Все Карамазовы уже мертвы. Федор Павлович убит. Дмитрий признался под пытками в преступлении и повешен. Алеша с Лизой выбросились с большой высоты. Все они покоятся рядом с Лизаветой Смердящей в гробах-унитазах. Только Иван Карамазов дожил до глубоких седин. И его встреча с чертом происходит в конце жизни. Именно тут, в самом финале, макабрическая картина мира обретает у Богомолова окончательную пугающую ясность, а на карту звездного неба нанесены последние штрихи.

Из речи черта ясно, что движитель у мира один. И это он сам – черт. Черт-созидатель, черт-труженик, черт-работник. Никакой иной силы, заставляющей распускаться клейкие зеленые листочки, нет. Его усилиями вертится Земля и рождаются дети.

Он выходит на авансцену и под аплодисменты зала (а зал готов у нас хлопать в ладоши, чуть заслышав знакомую мелодию) поет «Я люблю тебя, жизнь».

Вот уж окна зажглись,Я шагаю с работы устало.Я люблю тебя, жизнь,И хочу, чтобы лучше ты стала.

Буквально каждая строчка Ваншенкина, исполненная наивного оптимистического пафоса, обретает тут новый, зловещий смысл. Выбор у мира один – между черным небытием и не божественной отнюдь, а именно чертовой комедией, которую мы тут все ломаем по его сценарию. Главные герои романа – его родные дети, ибо и черт, и Федор Павлович сыграны одним и тем же артистом – Игорем Миркурбановым. И я, признаться, не помню на современной российской сцене ни такой умопомрачительной игры, ни такой грандиозной сценической полифонии.

Гностический излом «Карамазовых» невольно заставляет вспомнить и Ромео Кастеллуччи и последние опусы Анхелики Лидделл. Но спектакли главных «гностиков» современной сцены не предполагают долгой и кропотливой работы с артистами – уж тем более с артистами-звездами. Богомолов работает в пространстве игрового театра. Он твердо уверен в двух вещах:

– самые смелые концептуальные ходы неизбежно перечеркиваются архаичным существованием артиста на сцене; новому театру нужна новая театральная методология;

– политический театр – это не обличающий театр, а театр, требующий от зрителя непрерывной работы ума и души и то и дело задающий ему неудобные вопросы – в том числе и вопросы онтологического размаха.

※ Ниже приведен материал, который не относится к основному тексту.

PR #918, opened 2025-01-29
Workflow Queueing

nafiz1001:


frontend/src/models/paged_items_factory.ts
```diff
@@ -161,6 +165,9 @@ export function createPagedItemsActions<Prefix extends string, M extends FMSTrac
             
             // The paged items reducer just needs the item ID's, not the actual
             // items that were retrieved, so extract the list of ID's from the data.
+            if (!reply.results) {
+                console.error(LIST_PAGE, params, reply)
+            }
```
nafiz1001, line 170: I should remove this.

backend/fms_core/services/sample.py
```diff
@@ -1048,4 +1049,24 @@ def can_remove_sample(sample: Sample) -> Tuple[bool, List[str], List[str]]:
         was_processed = ProcessMeasurement.objects.filter(source_sample_id=sample.id).exists()
         is_removable = not is_child and not is_parent and not was_processed
 
-    return is_removable, errors, warnings
\ No newline at end of file
+    return is_removable, errors, warnings
+
+T = TypeVar("T")
+def defaultSelection_exceptedIDs(queryset: QuerySet[T], default_selection: bool, excepted_ids: list[int]) -> QuerySet[T]:
```
UlysseFG, line 1055: This does not belong in sample service.

UlysseFG: We typically want in services stuff that can be both use from the API and from the other parts of the backend ... this is totally specific to a single endpoint.

backend/fms_core/services/sample.py
```diff
@@ -1048,4 +1049,24 @@ def can_remove_sample(sample: Sample) -> Tuple[bool, List[str], List[str]]:
...
+    """
+    Filter a queryset based on the default_selection and excepted_ids.
+    If default_selection is True, the queryset will exclude the excepted_ids.
```
UlysseFG, line 1058: This goes against what i would expect by the name. default selection would indicate a typical filter rather than an exclusion you seem to be applying your front end logic to the backend name scheme and it makes it harder to understand. This little function is barely useful as is if you have to read it to understand it you are removing all gain.
I strongly suggest you just add those lines to your viewset they need context and this function bring the worse part of frontend design to the backend (scattering the code all over the place).

backend/fms_core/viewsets/sample.py
```diff
@@ -416,19 +417,17 @@ def versions(self, _request, pk=None):
 
     @action(detail=False, methods=["post"])
     def add_samples_to_study(self, request, pk=None):
-        excepted_sample_ids = request.data.get("excepted_sample_ids")
         default_selection = request.data.get("default_selection", False)
```
UlysseFG, line 420: I would change the name to something more frontend agnostic ... The default being unclear in this case. Maybe call it "negative_selection" indicating that you remove the ids listed from the selection ?

backend/fms_core/viewsets/sample.py
```diff
@@ -416,19 +417,17 @@ def versions(self, _request, pk=None):
...
+        excepted_sample_ids = request.data.get("excepted_sample_ids", [])
         project_id = request.data.get("project_id")
         study_letter = request.data.get("study_letter")
         step_order = request.data.get("step_order", None)
 
         samples = self.filter_queryset(self.get_queryset())
+        samples = defaultSelection_exceptedIDs(samples, default_selection, excepted_sample_ids)
```
UlysseFG, line 427: The except option makes it that much harder to optimize the query ... Instead of limiting the query to X samples we have to work with N - X which likely forces a full scan of the table(and is slow as all hell). I am curious if only using positive selection (default_selection=false) would be faster. Might be worth investigating ...

backend/fms_core/viewsets/sample.py
```diff
@@ -444,4 +443,14 @@ def add_samples_to_study(self, request, pk=None):
         if errors:
             raise ValidationError(errors)
         else:
-            return Response(status=204)
\ No newline at end of file
+            return Response(status=204)
+
+    @action(detail=False, methods=["post"])
+    def sample_ids_by_default_selection_excepted_ids(self, request):
+        default_selection = request.data.get("default_selection", False)
```
UlysseFG, line 450: default selection is false by default ?

frontend/src/utils/api.ts
```diff
@@ -288,7 +293,7 @@ const api = {
     get: studyId => get<JsonResponse<FMSStudy>>(`/studies/${studyId}/`),
     add: study => post("/studies/", study),
     update: study => patch(`/studies/${study.id}/`, study),
-    list: (options, abort?: boolean) => get<JsonResponse<FMSPagedResultsReponse<FMSStudy>>>('/studies', options, {abort}),
+    list: (options, abort?: boolean) => get<JsonResponse<FMSPagedResultsReponse<FMSStudy>>>('/studies/', options, {abort}),
```
UlysseFG, line 296: the evil "/" strikes again!

frontend/src/utils/api.ts
```diff
@@ -230,6 +230,9 @@ const api = {
       request: (options, template) => filteredpost(`/samples/prefill_template/`, {...options}, form({ template: template })),
     },
     search: q => get("/samples/search/", { q }),
+    sample_ids_by_default_selection_excepted_ids(defaultSelection: boolean, exceptedSampleIDs: Array<FMSSample['id']>, queryParams?: QueryParams) {
```
UlysseFG, line 233: why the different notation? if it's too long you can remove some typing ;).

backend/fms_core/viewsets/sample.py
```diff
@@ -444,4 +443,14 @@ def add_samples_to_study(self, request, pk=None):
         if errors:
             raise ValidationError(errors)
         else:
-            return Response(status=204)
\ No newline at end of file
+            return Response(status=204)
+
+    @action(detail=False, methods=["post"])
+    def sample_ids_by_default_selection_excepted_ids(self, request):
```
UlysseFG, line 449: that is really ugly you are building the backend around your frontend. I am not sure why you would need that ... It also likely destroy any benefit you gain from paging ... I will read on and edit my comment but the ugliness will remain (i don't want to forget to mention it ;).

frontend/src/utils/api.ts
nafiz1001: Just to add variety ;)

backend/fms_core/viewsets/sample_next_step_by_study.py
```diff
@@ -62,6 +63,35 @@ def destroy(self, request, pk=None):
...
+    @action(detail=False, methods=["post"])
+    def destroy_list(self, request):
+        sample_ids = request.data.get("sample_ids", [])
+        study = request.data.get("study", None)
+        stepOrder = request.data.get("step_order", None)
+        if not sample_ids:
+            return HttpResponseBadRequest("No sample IDs provided.")
+        if not study:
+            return HttpResponseBadRequest("No study ID provided.")
+        if not stepOrder:
```
UlysseFG, line 75: be careful testing against falsy values ... 0 is false and is often a valid value ... test against the default value as much as possible instead (typically "is not None", but also [] and {}), Here step order start at 1, but this is never a bad thing to test for a more specific value.

backend/fms_core/viewsets/sample_next_step_by_study.py
```diff
@@ -62,6 +63,35 @@ def destroy(self, request, pk=None):
...
+            return HttpResponseBadRequest("No step order provided.")
+        queryset = self.get_queryset().filter(sample_next_step__sample__id__in=sample_ids, study=study, step_order__order=stepOrder)
+        values_list = queryset.values_list("sample_next_step__sample", "study", "step_order__order")
+        errors = []
+        removed = {}
+        try:
+            with transaction.atomic():
+                for sample_id, study_id, order in values_list:
+                    sample = Sample.objects.get(id=sample_id)
```
UlysseFG, line 84: could be very DB intensive ... might be worth batching the sample and study objects queries (stored in a dict). The study is likely to be the same over and over ... PostGreSQL does some caching but it is better not to rely on the DB caching.

backend/fms_core/viewsets/sample_next_step_by_study.py
```diff
@@ -62,6 +63,35 @@ def destroy(self, request, pk=None):
...
+                    study = Study.objects.get(id=study_id)
+                    newremoved, newerrors, _ = dequeue_sample_from_specific_step_study_workflow_with_updated_last_step_history(sample, study, order)
+                    errors.extend(newerrors)
+                    removed[sample_id] = newremoved
+                if errors:
+                    raise IntegrityError(errors, removed)
+        except IntegrityError as err:
+            return ValidationError(err)
+        return Response(data={"details": removed}, status=status.HTTP_200_OK)
```
UlysseFG, line 93: i recommend adding a similar return list to the queueing endpoint this might prevent having to ask the backend for list of IDs.

frontend/src/components/app/App.js
```diff
@@ -57,6 +59,7 @@ import { useAuthInit } from "./useAuthInit";
 import { useRefreshHook } from "./useRefreshHook";
 import InstrumentsRoute from "../instruments/InstrumentsRoute";
 import { Reports } from "../reports/Reports";
+import { LabworkSamplesPage } from "../management/LabworkSamplesPage";
```
UlysseFG, line 62: labworksamplespage is not a good name for this page... WorkflowAssigmentPage would be more explanatory or WorkflowQueueManagerPage... ?

frontend/src/components/containers/ContainersDetailContent.tsx
```diff
@@ -74,6 +70,9 @@ const ContainersDetailContent = () => {
         extra={
           !isLoaded ? null :
             <Space>
+              <Button onClick={() => navigate(
+                `/lab-work/samples?${(container?.children.length ?? 0) > 0 ? 'container__location__barcode=' : 'container__barcode='}${container?.barcode}`
+              )}>Workflow</Button>
```
UlysseFG, line 75: Workflow may be a bit too little. Manage workflows ? Add/Remove Workflow ?

frontend/src/components/containers/ContainersDetailContent.tsx
```diff
@@ -74,6 +70,9 @@ const ContainersDetailContent = () => {
         extra={
           !isLoaded ? null :
             <Space>
+              <Button onClick={() => navigate(
+                `/lab-work/samples?${(container?.children.length ?? 0) > 0 ? 'container__location__barcode=' : 'container__barcode='}${container?.barcode}`
```
UlysseFG, line 74: It might be nice (optional) to find a way to disable the button for containers that are not candidates for workflow management (freezers, rooms, drawers, freezer racks, ...)

frontend/src/components/management/LabworkSamples.tsx
```diff
@@ -0,0 +1,457 @@
...
+import SamplesTableActions from '../../modules/samplesTable/actions'
+import serializeFilterParamsWithDescriptions from "../pagedItemsTable/serializeFilterParamsTS";
+
+const MAX_SELECTION = 960
+
+interface LabworkSamplesProps {
+    fixedFilter?: FilterSetting
+}
+
+export function LabworkSamples({ fixedFilter }: LabworkSamplesProps) {
```
UlysseFG, line 26: Name could be better...

frontend/src/components/management/LabworkSamples.tsx
```diff
@@ -0,0 +1,457 @@
...
+        id: Project['id']
+        name: Project['name']
+    }
+    const [commonProjects, setCommonProjects] = useState<CommonProject[]>([])
+
+    const [selectedProject, setSelectedProject] = useState<Project['id']>()
+    const [selectedStudyWorkflow, setSelectedStudyWorkflow] = useState<StudyWorkflow>()
+
+    const refreshActions = useCallback(async () => {
+        const sampleIDs = (await dispatch(api.samples.sample_ids_by_default_selection_and_excepted_ids(
```
UlysseFG, line 165: I am not convinced you need that endpoint ... We can ask for all samples matching a filter and exclude locally ... or we can add an exclude query param for the list endpoint. You are fetching the same sample from id the very next line ... The fetchSamples will get you the count too...

backend/fms_core/viewsets/sample.py
nafiz1001: When it's false, it's normal selection.

backend/fms_core/viewsets/sample.py
nafiz1001: It's a trade-off between CPU and memory.

backend/fms_core/viewsets/sample.py
nafiz1001: That endpoint is intended to be a compromise in case there are more pages that use PagedItemsTable with selection enabled.

frontend/src/components/management/LabworkSamples.tsx
nafiz1001: Fair enough... I can check the exclude query param path.

frontend/src/components/management/WorkflowAssignment.tsx
```diff
@@ -0,0 +1,454 @@
...
+        id: Project['id']
+        name: Project['name']
+    }
+    const [commonProjects, setCommonProjects] = useState<CommonProject[]>([])
+
+    const [selectedProject, setSelectedProject] = useState<Project['id']>()
+    const [selectedStudyWorkflow, setSelectedStudyWorkflow] = useState<StudyWorkflow>()
+
+    const refreshActions = useCallback(async () => {
+        const samples = await dispatch(fetchSamplesByDefaultSelectionAndExceptedIDs(defaultSelection, exceptedSampleIDs, filters))
```
UlysseFG, line 166: This has no use ... it needs to be replaced by a call to sample list ...

frontend/src/components/management/WorkflowAssignment.tsx
```diff
@@ -0,0 +1,454 @@
...
+            return acc
+        }, {})
+
+        type StudyStepKey = `${Study['id']}-${Step['name']}`
+        const sampleNextSteps = (await dispatch(api.sampleNextStep.listSamples(sampleIDs))).data.results
+        const studyStepCount: Record<string, number> = {}
+        const sampleIDsByStudyStep: Record<StudyStepKey, Set<Sample['id']>> = {}
+        for (const sampleNextStep of sampleNextSteps) {
+            for (const study of sampleNextStep.studies) {
+                const key: StudyStepKey = `${study}-${sampleNextStep.step.name}`
```
UlysseFG, line 208: study step should not be identified by step name ... step name can be present multiple time in a workflow study. I don't see a logic where this would not be important ...You are likely to prevent queueing samples to steps they are not currently queued to.

frontend/src/components/management/WorkflowAssignment.tsx
```diff
@@ -0,0 +1,454 @@
...
+
+                studyStepCount[key] = (studyStepCount[key] ?? 0) + 1
```
UlysseFG, line 210: If the key is not unique this count will be wrong too.

backend/fms_core/viewsets/sample.py
nafiz1001: It's gone.

backend/fms_core/filters.py
```diff
@@ -67,6 +67,7 @@ class Meta:
         }
 
 class SampleFilter(GenericFilter):
+    id__not__in = django_filters.CharFilter(method="id_not_in_filter")
```
UlysseFG, line 70: I tend to think this might be moved to the Generic base class ... We should use it sparingly but it could be used elsewhere ... I tend to think an numeric filter would be faster since this is numeric field in the DB (it possibly has to cast each values to a char)

frontend/src/components/management/WorkflowAssignment.tsx
```diff
@@ -0,0 +1,448 @@
...
+
+        setIsFetching("Loading projects...")
+        const countByProjectID = Object.values(projectsBySample).reduce<Record<Project['id'], number>>((acc, projects) => {
+            for (const project of projects) {
+                acc[project] = (acc[project] ?? 0) + 1
+            }
+            return acc
+        }, {})
+        const projectIDs = Object.keys(countByProjectID).map((id) => parseInt(id))
+        const commonProjects = (await fetchProjects(projectIDs)).map((project) => ({
```
UlysseFG, line 235: we should be using fetchX more often across the app ... This may help reduce calls to the backend...

frontend/src/components/management/WorkflowAssignment.tsx
```diff
@@ -0,0 +1,448 @@
...
+            studyWorkflowsByProject[study.project_id] = studyWorkflows
+
+            for (const stepOrder of workflow.steps_order) {
+                if (stepOrder.order < study.start || stepOrder.order > study.end) continue
+                queueActions.push({
+                    study: study,
+                    workflow: workflow.name,
+                    step: stepOrder.step_name,
+                    stepOrder: stepOrder.order,
+                    alreadyQueued: [...sampleIDsByStudyStep[`${study.id}-${stepOrder.step_name}`] ?? []]
```
UlysseFG, line 293: You changed the key when creating the object this will likely never match anything.

frontend/src/components/management/WorkflowAssignment.tsx
```diff
@@ -0,0 +1,448 @@
...
+                        key: 'queue',
+                        label: `Queue Options (${projectQueueActions.length})`,
+                        children: <Flex wrap gap={"small"}>{projectQueueActions}</Flex>,
+                        classNames: { body: 'labwork-samples-actions' },
+                    }
+                ]}/>
+            )
+        }
+        return result
+    }, [commonProjects, defaultSelection, dequeueActions, dispatch, exceptedSampleIDs, filters, isFetching, projectByID, queueActions, refreshActions, sampleByID, selectedProject, selectedStudyWorkflow, studyWorkflowsByProject])
```
UlysseFG, line 441: not sure how valuable is the useMemo in this case ... each time basically anything change in the page you have to calculate it again ... Might be more useful to have more targeted ones. To me it looks like an umbrella against unintended re-renders. Might be more efficient to fix the unintended re-renders at the source (unnecessary useAppSelectors ?).

frontend/src/models/hooks.ts
```diff
@@ -0,0 +1,42 @@
+import { useCallback, useEffect } from "react"
+import { useSearchParams } from "react-router-dom"
+import { FilterDescription, FilterValue } from "./paged_items"
+import { PagedItemsActionsCallbacks } from "../components/pagedItemsTable/PagedItemsTable"
+
+export function useQueryParamsForPagedItems(
```
UlysseFG, line 6: Maybe this should be in the component folder for pagedItemsTable ?

frontend/src/hooks.tsx
```diff
@@ -0,0 +1,172 @@
...
+import api from './utils/api'
+import React from 'react'
+import { Popover, Spin, Tag } from 'antd'
+import { fetchStudies } from './modules/cache/cache'
+
+// Use throughout your app instead of plain `useDispatch` and `useSelector`
+export const useAppDispatch: () => AppDispatch = useDispatch
+export const useAppSelector: TypedUseSelectorHook<RootState> = useSelector
+
+export function useSampleAndLibraryList(sampleIDs: FMSId[], offset?: number, pageSize?: number) {
```
UlysseFG, line 17: you want to do away with the component structure for hooks ? These do not look like they are widely applicable in the app.

UlysseFG: Are you sure you want your hooks to return JSX elements? This seem to me that this may limit the reusability of your hooks.

UlysseFG:
General opinions ... The drawer content is very compact ... maybe too much. When you open a collapsible for queueing or dequeueing i think having a vertical array of options with similar size would be preferable. If you want to prevent the scrolling, perhaps having thinner buttons could alleviate that issue.

UlysseFG:
I am the already queued greying of steps seem to be broken atm. Possibly due to the comment i posted earlier.

UlysseFG:
Manage workflow button in container detail has not been updated with the correct URL after moving the component.

frontend/src/components/app/App.js
```diff
@@ -111,6 +114,19 @@ const MENU_ITEMS = [
...
   },
+  {
+    icon: <CarryOutOutlined />,
+    text: "Management",
+    key: "management",
+    children: [
+      {
+        url: "/management/workflow-samples",
+        icon: <RetweetOutlined />,
+        text: "Workflow Samples",
```
UlysseFG, line 125: Workflow assignment would be better here too.

frontend/src/components/management/WorkflowAssignment.tsx
```diff
@@ -0,0 +1,448 @@
...
+                            }))
+                            await refreshActions()
+                        } catch (error) {
+                            dispatch(notifyError({
+                                id: `LabworkSamples_${action.study.id}_${action.stepOrder}`,
+                                title: "Error dequeuing samples from workflow",
+                                description: `Failed to dequeue samples from study ${action.study.letter} at step "${action.step}" for project ${project.name}".`
+                            }))
+                        }
+                    }} type="primary">{`${action.stepOrder}. ${action.step}`}</Button>
```
UlysseFG, line 381: I would prefer " - " instead of ". " after stepOrder.

frontend/src/components/management/WorkflowAssignment.tsx
nafiz1001: The sad thing about fetch is it doesn't handle filtering...

frontend/src/components/management/WorkflowAssignment.tsx
nafiz1001: It's more of a convenience of being in a function than useMemo ;)
It let's me take advantage of return to exit out with a component result sooner.

frontend/src/hooks.tsx
nafiz1001: I've decided to undo that unnecessary change and a few others not related to labwork samples

frontend/src/components/management/WorkflowAssignment.tsx
UlysseFG: eheh you might be the only one i know thinking a useMemo with 10 dependencies is easier to understand than an if ;). that fine you can keep it ;).

frontend/src/components/containers/ContainersDetailContent.tsx
```diff
@@ -74,6 +70,9 @@ const ContainersDetailContent = () => {
         extra={
           !isLoaded ? null :
             <Space>
+              <Button onClick={() => navigate(
```
UlysseFG, line 73: There goes another comment ... I meant the containers that are unlikely to be useful for mass queueing. A rack or a box are not sample holding but they can be used to queue samples in tubes. Queueing all sample in a freezer is unlikely to be a good option. Buut let this go i guess the empty list should be enough to pass the message ;)

UlysseFG:
- The tootip above the header of the name column is very annoying ... i keep clicking it by accident.
- Aligning the text to the left on the queueing / dequeueing button would be nice.
- adding spaces before and after the "-" would make button more readable.
- It's weird that when moving from the workflow management to the sample table it keeps the same filter ...
- Queueing orders the steps in the queueing order in the dequeue options part. It can end up listing step 8, 6, 7.
- Workflow assignment seem to be too long for the menu width. maybe we can use Assign Workflow instead...

UlysseFG (dismissed):

UlysseFG (commented):
Just had a problem with a sample that led to a white page ... I filtered by project BQC. ordered by sample name ascending selected the second sample (0002), clicked the queue /dequeue button then selected project BQC19 in the dropdown ... i got a white page and the following console error : Uncaught TypeError: studyWorkflowsByProject[selectedProject] is undefined.

UlysseFG (approved):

Именно к этой работе российский, пусть даже предельно политизированный гражданин, как правило, не готов. Он может стоять в одиночном пикете против путинского режима, но, придя в театр, он ждет возвышенных истин, которые преподносятся ему на блюдечке с голубой каемочкой. Театр в сознании подавляющего большинства даже самых продвинутых россиян – это зона высокодуховного отдыха. Может, оттого политического театра у нас всегда было даже меньше, чем самой политической жизни. С появлением Богомолова можно твердо сказать, что теперь он у нас есть.